PR #219, opened 2024-11-01
Revert "util: Spoof Ada and later GPUs as Ampere for Ghost of Tsushima"

Saancreed:
This reverts commit f86f56b24737d117098a80133516edfb553fe39a.

To be merged after DLSS FG support is in place. Let me know if I should actually write a new commit message.

### DIFF
--- a/src/util/util_env.cpp
+++ b/src/util/util_env.cpp
@@ -117,19 +117,10 @@ namespace dxvk::env {
         }
     }
 
-    bool isGhostOfTsushima() {
-        return getExecutableName() == std::string("GhostOfTsushima.exe");
-    }
-
     bool needsAmpereSpoofing(NV_GPU_ARCHITECTURE_ID architectureId, void* pReturnAddress) {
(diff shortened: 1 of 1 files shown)


jp7677:
Thanks, PR is good ofc. Would be nice if the commit message at least briefly states why we don't need this any longer.

jp7677 (approved):

shelterx:
The workaround was made for a reason, are we sure it isn’t needed?

https://github.com/HansKristian-Work/vkd3d-proton/issues/2008

Saancreed:
@shelterx The cause of this issue will be gone from Proton soon so yes, we are… fairly confident about it.

But feel free to verify this and report back; while I can no longer notice the problem myself, another confirmation would be appreciated. Just don't forget to add Liam's D3DKMT patches to the mix and install nvofapi64.dll into Proton prefix.

shelterx:
@Saancreed seems to work yes from what I could tell, with DLSS FG and Reflex On

Saancreed:
That's great, thanks for checking!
☆ ☆ ☆ ☆ ☆ ☆ ☆
● What is expected: Pull each line containing "util" from the records.

● Result of this task:
Revert "util: Spoof Ada and later GPUs as Ampere for Ghost of Tsushima"
--- a/src/util/util_env.cpp
+++ b/src/util/util_env.cpp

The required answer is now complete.